Along the way, the component makers have navigated technical hurdles posed by a product that Apple boasts will remake personal computing with its large, tactile color screen, super-long battery life and suite of applications.
"iPad suppliers currently forecast eight to 10 million shipments in the calendar year 2010, up from prior expectations of five-plus million," Morgan Stanley analyst Katy Huberty said.
The iPad, like the iPhone and iPod before it, is the totemic offspring of a globalized economy where components and assembly are sourced to low-cost, high-speed manufacturers, with little regard for geography.
Simplo Technology Co. is Taiwanese but makes components for Apple at its plant in Changshu, in eastern China's Jiangsu province, and has recently shifted into overdrive to fulfill orders for iPad batteries.
Tapping China's massive labor market, the plant's "Apple Manufacturing Department" has added 700 workers since Lunar New Year in mid-February and now employs 1,800 people. "The product has a tight deadline, and we've been increasing staff numbers to make it," said an executive at the department. "The output of the iPad battery is now 50% higher than it was in January."
As a rule, Apple's Asian partners are loath to talk, bound by confidentiality agreements and the California company's notorious reluctance to allow outsiders a glimpse of its inner workings.
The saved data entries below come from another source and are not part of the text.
PR #196, opened 2020-07-03
Add GetBucketACLs and ListBucketObjects

Fryyyyy:
Plus tests, and CLI commands


examples/gcp_cli.py
```diff
@@ -163,3 +164,45 @@ def ListServices(args: 'argparse.Namespace') -> None:
...
+def GetBucketACLs(args: 'argparse.Namespace') -> None:
+  """Retrieve the Access Controls for a GCS bucket.
+
+  Args:
+    args (argparse.Namespace): Arguments from ArgumentParser.
+  """
+  gcs = gcp_storage.GoogleCloudStorage(args.project)
+  bucket_acls = gcs.GetBucketACLs(args.path)
+  for role in bucket_acls:
+    print('{}: {}'.format(role, ', '.join(bucket_acls[role])))
```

But in Taiwan alone, 20 enterprises are involved one way or the other in making the iPad, according to Jonathan Luo of the Topology Research Institute, a private think-tank in Taipei.
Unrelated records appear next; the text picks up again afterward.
PR #197, opened 2020-07-03
create images from compressed archived GCE images (.tar.gz) in GCS

sa3eed3ed:
create images from compressed archived GCE images (.tar.gz) in GCS

### DIFF
--- a/libcloudforensics/providers/gcp/internal/compute.py
+++ b/libcloudforensics/providers/gcp/internal/compute.py
@@ -513,7 +513,7 @@ class GoogleCloudCompute(common.GoogleCloudComputeClient):
 
     Args:
       gcs_uri (str): Path to the compressed image archive
-          (image.tar.gz) in Cloud Storage. It must be gzip compressed
+          (image.tar.gz) in Cloud Storage. It must be a gzip compressed
           tar archive with the extension .tar.gz.
           ex: 'https://storage.cloud.google.com/foo/bar.tar.gz'
           'gs://foo/bar.tar.gz'
@@ -525,7 +525,7 @@ class GoogleCloudCompute(common.GoogleCloudComputeClient):
       GoogleComputeImage: A Google Compute Image object.
 
     Raises:
-      ValueError: If the GCE Image name is invalid. If the extension of
+      ValueError: If the GCE Image name is invalid, or if the extension of
           the archived image is not valid.
     """
 
@@ -543,11 +543,11 @@ class GoogleCloudCompute(common.GoogleCloudComputeClient):
     if ext != 'tar.gz':
       raise ValueError(
           'Image imported from {0:s} must be a GZIP compressed TAR '
-          'archive with the extension: .tar.gz'.format(
-              gcs_uri))
+          'archive with the extension: .tar.gz'.format(gcs_uri))
     gcs_uri = os.path.relpath(gcs_uri, 'gs://')
-    if not gcs_uri.startswith('https://storage.cloud.google.com'):
-      gcs_uri = os.path.join('https://storage.cloud.google.com', gcs_uri)
+    storage_link_url = 'https://storage.cloud.google.com'
+    if not gcs_uri.startswith(storage_link_url):
+      gcs_uri = os.path.join(storage_link_url, gcs_uri)
     image_body = {
         'name': name,
         "rawDisk": {
--- a/libcloudforensics/providers/gcp/internal/compute.py
+++ b/libcloudforensics/providers/gcp/internal/compute.py
@@ -539,20 +539,18 @@ class GoogleCloudCompute(common.GoogleCloudComputeClient):
       name = common.GenerateUniqueInstanceName('imported-image',
                                                common.COMPUTE_NAME_LIMIT)
 
-    ext = (os.path.split(gcs_uri)[-1]).partition('.')[-1].lower()
-    if ext != 'tar.gz':
+    if not gcs_uri.lower().endswith('.tar.gz'):
       raise ValueError(
           'Image imported from {0:s} must be a GZIP compressed TAR '
           'archive with the extension: .tar.gz'.format(gcs_uri))
     gcs_uri = os.path.relpath(gcs_uri, 'gs://')
-    storage_link_url = 'https://storage.cloud.google.com'
-    if not gcs_uri.startswith(storage_link_url):
-      gcs_uri = os.path.join(storage_link_url, gcs_uri)
+    if not gcs_uri.startswith(common.STORAGE_LINK_URL):
+      gcs_uri = os.path.join(common.STORAGE_LINK_URL, gcs_uri)
     image_body = {
         'name': name,
         "rawDisk": {
             'source': gcs_uri
-            }
+        }
     }
     gce_image_client = self.GceApi().images()
     request = gce_image_client.insert(
--- a/libcloudforensics/providers/gcp/internal/compute.py
+++ b/libcloudforensics/providers/gcp/internal/compute.py
@@ -505,6 +505,62 @@ class GoogleCloudCompute(common.GoogleCloudComputeClient):
     self.BlockOperation(response)
     return GoogleComputeImage(self.project_id, '', name)
 
+  def CreateImageFromGcsTarGz(
+      self,
+      gcs_uri: str,
+      name: Optional[str] = None) -> 'GoogleComputeImage':
+    """Creates a GCE image from a Gzip compressed Tar archive in GCS.
+
+    Args:
+      gcs_uri (str): Path to the compressed image archive
+          (image.tar.gz) in Cloud Storage. It must be gzip compressed
+          tar archive with the extension .tar.gz.
+          ex: 'https://storage.cloud.google.com/foo/bar.tar.gz'
+          'gs://foo/bar.tar.gz'
+          'foo/bar.tar.gz'
+      name (str): Optional. Name of the image to create. Default
+          is [src_disk.name]-[TIMESTAMP('%Y%m%d%H%M%S')].
+
+    Returns:
+      GoogleComputeImage: A Google Compute Image object.
+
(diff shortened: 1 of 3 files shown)


libcloudforensics/providers/gcp/internal/compute.py
```diff
@@ -505,6 +505,62 @@ def CreateImageFromDisk(self,
...
 
+  def CreateImageFromGcsTarGz(
+      self,
+      gcs_uri: str,
+      name: Optional[str] = None) -> 'GoogleComputeImage':
+    """Creates a GCE image from a Gzip compressed Tar archive in GCS.
+
+    Args:
+      gcs_uri (str): Path to the compressed image archive
+          (image.tar.gz) in Cloud Storage. It must be gzip compressed
```
giovannt0, line 516: "It must be a gzip compressed tar archive, with .tar.gz. extension" ?

libcloudforensics/providers/gcp/internal/compute.py
```diff
@@ -505,6 +505,62 @@ def CreateImageFromDisk(self,
...
+          'gs://foo/bar.tar.gz'
+          'foo/bar.tar.gz'
+      name (str): Optional. Name of the image to create. Default
+          is [src_disk.name]-[TIMESTAMP('%Y%m%d%H%M%S')].
+
+    Returns:
+      GoogleComputeImage: A Google Compute Image object.
+
+    Raises:
+      ValueError: If the GCE Image name is invalid. If the extension of
```
giovannt0, line 528: "If the GCE Image name is invalid, or if the extension of the archived image is invalid."?

libcloudforensics/providers/gcp/internal/compute.py
```diff
@@ -505,6 +505,62 @@ def CreateImageFromDisk(self,
...
+    else:
+      name = common.GenerateUniqueInstanceName('imported-image',
+                                               common.COMPUTE_NAME_LIMIT)
+
+    ext = (os.path.split(gcs_uri)[-1]).partition('.')[-1].lower()
+    if ext != 'tar.gz':
+      raise ValueError(
+          'Image imported from {0:s} must be a GZIP compressed TAR '
+          'archive with the extension: .tar.gz'.format(
+              gcs_uri))
```
giovannt0, line 547: Doesn't this fit in one line? `'archive with the extension: .tar.gz'.format(gcs_uri))`

libcloudforensics/providers/gcp/internal/compute.py
```diff
@@ -505,6 +505,62 @@ def CreateImageFromDisk(self,
...
+    gcs_uri = os.path.relpath(gcs_uri, 'gs://')
+    if not gcs_uri.startswith('https://storage.cloud.google.com'):
```
giovannt0, line 549: While only used twice here, since we have most constants in `common.py`, maybe move the URL there?

libcloudforensics/providers/gcp/internal/compute.py
sa3eed3ed: yes that is true and this is the standard export generated by image export.

libcloudforensics/providers/gcp/internal/compute.py
sa3eed3ed: I thought about that but is might be confusing because all other functions took storage path as "gs://foo/bar" except this one takes the url link thus left it here

libcloudforensics/providers/gcp/internal/compute.py
sa3eed3ed: added "a"

libcloudforensics/providers/gcp/internal/compute.py
sa3eed3ed: done

libcloudforensics/providers/gcp/internal/compute.py
sa3eed3ed: yes, done

libcloudforensics/providers/gcp/internal/compute.py
sa3eed3ed: added that to a local variable though

libcloudforensics/providers/gcp/internal/compute.py
```diff
@@ -505,6 +505,62 @@ def CreateImageFromDisk(self,
     self.BlockOperation(response)
     return GoogleComputeImage(self.project_id, '', name)
 
+  def CreateImageFromGcsTarGz(
+      self,
+      gcs_uri: str,
+      name: Optional[str] = None) -> 'GoogleComputeImage':
```
tomchop, line 511: See my comment on https://github.com/google/cloud-forensics-utils/pull/192/files#r451488908, I'm not sure `= None` is needed here.

libcloudforensics/providers/gcp/internal/compute.py
```diff
@@ -505,6 +505,62 @@ def CreateImageFromDisk(self,
...
+      if not common.REGEX_DISK_NAME.match(name):
+        raise ValueError(
+            'Image name {0:s} does not comply with {1:s}'.format(
+                name, common.REGEX_DISK_NAME.pattern))
+      name = name[:common.COMPUTE_NAME_LIMIT]
+    else:
+      name = common.GenerateUniqueInstanceName('imported-image',
+                                               common.COMPUTE_NAME_LIMIT)
+
+    ext = (os.path.split(gcs_uri)[-1]).partition('.')[-1].lower()
```
tomchop, line 542: Any reason there are `()` around `os.path.split`?

```suggestion
    ext = os.path.split(gcs_uri)[-1].partition('.')[-1].lower()
```

libcloudforensics/providers/gcp/internal/compute.py
```diff
@@ -505,6 +505,62 @@ def CreateImageFromDisk(self,
...
+    if ext != 'tar.gz':
```
tomchop, line 543: it's more straightforward to do `gcs_uri.lower().endswith('.tar.gz')`

libcloudforensics/providers/gcp/internal/compute.py
```diff
@@ -505,6 +505,62 @@ def CreateImageFromDisk(self,
...
+      raise ValueError(
+          'Image imported from {0:s} must be a GZIP compressed TAR '
+          'archive with the extension: .tar.gz'.format(gcs_uri))
+    gcs_uri = os.path.relpath(gcs_uri, 'gs://')
+    storage_link_url = 'https://storage.cloud.google.com'
```
tomchop, line 548: Maybe define `STORAGE_LINK_URL` this as a module constant?

libcloudforensics/providers/gcp/internal/compute.py
```diff
@@ -505,6 +505,62 @@ def CreateImageFromDisk(self,
...
+    if not gcs_uri.startswith(storage_link_url):
+      gcs_uri = os.path.join(storage_link_url, gcs_uri)
+    image_body = {
+        'name': name,
+        "rawDisk": {
+            'source': gcs_uri
+            }
+    }
+    gce_image_client = self.GceApi().images()
```
tomchop, line 557:
```suggestion
    image_body = {
        'name': name,
        "rawDisk": {
            'source': gcs_uri
        }
    }
    gce_image_client = self.GceApi().images()
```

tests/providers/gcp/gcp_test.py
```diff
@@ -581,6 +583,20 @@ def testListDisksByLabels(self, mock_gce_api, mock_labels):
...
+  @mock.patch('libcloudforensics.providers.gcp.internal.common.GoogleCloudComputeClient.GceApi')
+  def testCreateImageFromGcsTarGz(self, mock_gce_api, mock_gce_image, mock_block_operation):
+    """Test that images are correctly imported from compressed tar archives in GCS."""
+    mock_block_operation.return_value = None
+    mock_gce_image.return_value = FAKE_IMAGE
+    image_insert = mock_gce_api.return_value.images.return_value.insert
+    image_insert.return_value.execute.return_value = {'name': 'fake-image'}
+    image_object = FAKE_ANALYSIS_PROJECT.compute.CreateImageFromGcsTarGz(
+        'gs://fake-bucket/fake-folder/image.tar.gz', 'fake-image')
+    self.assertIn('fake-image', image_object.name)
```
tomchop, line 598: It would also be good to assert that `gce_image_client.insert` is called with the parameters you're expecting. You can use `image_insert.assert_called_with` for that

libcloudforensics/providers/gcp/internal/compute.py
sa3eed3ed: nothing, left over from the way I wanted to do this originally, will remove it

libcloudforensics/providers/gcp/internal/compute.py
sa3eed3ed: I will added to common module as suggested by @giovannt0, I thought it might be confusing, since most of the storage API methods takes object path as gs://foo/bar and not as a link url starting with https://storage.cloud.google.com, however it looks like it make sense for both of you

tests/providers/gcp/gcp_test.py
sa3eed3ed: done

libcloudforensics/providers/gcp/internal/compute.py
sa3eed3ed: Done

libcloudforensics/providers/gcp/internal/compute.py
sa3eed3ed: yes, changed it

libcloudforensics/providers/gcp/internal/compute.py
sa3eed3ed: looks like we will leave the None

Millions of iPads will be assembled in China by Taiwan-based Foxconn, also known as the Hon Hai Group, according to numerous analysts.
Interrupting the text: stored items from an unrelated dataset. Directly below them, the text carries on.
PR #201, opened 2020-07-09
Implement cross-region and cross-account disk copy functionality

giovannt0:
Some changes following #174 

- Authentication is now more flexible. People can use environment variables or define their access keys in a `.json` file that is parsed. The library looks by default in `~/.azure/credentials.json` but it is also possible to pass an absolute path to the `AZURE_CREDENTIALS_PATH` environment variable. The advantage of the latter approach is that it replicates things you can do in AWS (define auth profiles).

- If the specified resource group name does not exists in the subscription, it will be automatically created.

- Disk copy functionality now allows you to select a different region for the copy to be created in, rather than using the region in which the source disk is.

- Disk copy functionality now allows you to make the copy in a different subscription within an Azure account.

- Disk copy functionality now allows you to make the copy in an entirely different Azure account:
  - In Azure, snapshots can be shared by generating a SAS (Shared Access Signature) downloadable link of the snapshot. Anyone with this link can download a `.vhd` copy of the snapshot.
  - As it is not possible to directly create a new disk out of a SAS link, the library generates (in the destination account) a temporary Azure Storage Account and corresponding Blob Container, and downloads the `.vhd` there.
  - As a third step, a new disk is created from the imported snapshot stored in the Azure Storage Account (in the destination account).
  - Things are cleaned up afterwards: all intermediary snapshots, storage account, SAS links.

Note that this complicated process is also necessary when creating a disk copy in a different region within the same account, as there is no other workaround at the moment.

Taiwan's Catcher Technologies manufactures the device's silver casing, Novatek Microelectronics makes LCD drivers, and Dynapack International makes batteries.
South Korea's Samsung, the world's biggest electronics group, is widely believed to have a hand in the super-fast processor that drives the iPad, along with lesser known chip foundries in Taiwan.
The multitude of suppliers is part of Apple's strategy of having ample back-up mechanisms in place, ensuring delivery even when the unexpected happens. One example is the production of the high-resolution touch-screen, which is new territory for Apple and its suppliers due to its 9.7-inch (25-centimeter) size.
"Most of the components in the iPad are mature items," said Mars Hsu, a Taipei-based analyst with Grand Cathay Securities. "The only component that may have had production problems is the touch-screen."
The main supplier has been TPK Touch Solution. But in a possible indication of technical obstacles, Apple appears to have switched at least some of its screen orders to Wintek, Hsu said.
Both TPK and Wintek declined to comment.
Overall, while customers are set to discover whether all of Apple's furious hype is worth it, the iPad has shown what the global integrated economy can engineer in a short space of time.
Shipment appears to be "right on track regardless of the recent strong rush of demand", said Dean Daeyun Lim, a Hong Kong-based technology analyst with Mirae Asset Securities.